There are a couple of ways baked into the app that should help spread it to
people that don't use RSS readers. Being able to share posts from the app
(with a link back to BlogFire) is one way.

------
noelsequeira
Installed. Quite ironically, this is more or less what I thought Notifo would
aim to be the first time I stumbled upon your website.

While I'm not particularly crazy about receiving notifications from most blogs
I read, what I'm really looking for (from a notification aggregator) is the
ability to receive notifications from the sources that I care about
(essentially, social networks + email + blogs) in one place.

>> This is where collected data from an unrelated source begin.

PR #94, opened 2020-08-01
switch ULX3S to OpenFPGALoader

pepijndevos:
The ULX3S target currently uses the board-specific ujprog, which does not compile out of the box for me.
This PR changes it to use openFPGALoader, which is a more generic and broadly supported option.
This PR depends on https://github.com/enjoy-digital/litex/pull/615

### DIFF
--- a/litex_boards/platforms/ulx3s.py
+++ b/litex_boards/platforms/ulx3s.py
@@ -3,7 +3,7 @@
 
 from litex.build.generic_platform import *
 from litex.build.lattice import LatticePlatform
-from litex.build.lattice.programmer import UJProg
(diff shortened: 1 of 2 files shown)


enjoy-digital:
Thanks for the PR, unfortunately i have trouble using openFPGALoader on my config (does not work and not sure i have time understanding why) and since the ULX3S team provide a minimal programmer for their board, that is small and has always been reliable, i think it makes sense to keep if the default programmer. Since https://github.com/enjoy-digital/litex/pull/615 is merged, it will be easier to use openFPGALoader in your specialized target file.

PR #131, opened 2016-06-10
Adjust canvas CSS so iPhone 5 will not show URL and button bars.

### LINKED ISSUE #124: No full screen on iPhone 5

What this means is, I can disable popups (alerts) and enjoy a zen-like
experience. And when I do take a break, there's one app that lets me know
about everything I've potentially missed out on and need to be updated about.
Push notifications create this insatiable itch and the cognitive cost of
context switching ensures that life goes downhill once more than a couple of
apps have been allowed to notify me.

This is something I'd be happy to pay for (and I admit, I might be alone). I
think Boxcar comes closest to scratching my itch, but their implementation
still leaves a lot to be desired, so I guess there's an opportunity there.

------
jazzychad
Protip: you can follow your favorite github users' activity by entering

    
    
        github.com/username
    

and blogfire will find their feed for you. likewise you can follow project
commits by entering

    
    
        github.com/username/project
    

Since github has an apple-touch-icon, you'll get the lovely Octocat staring
back at you in the app!

------
jolan
I don't understand Notifo anymore. I thought the idea was that small companies
would pay for push alerts in Notifo that contain links back to their webapp
(or something).

Basically, a universal app until a company-specific one can be written.

I thought things weren't going well. How does releasing a free app help? Are
you pivoting?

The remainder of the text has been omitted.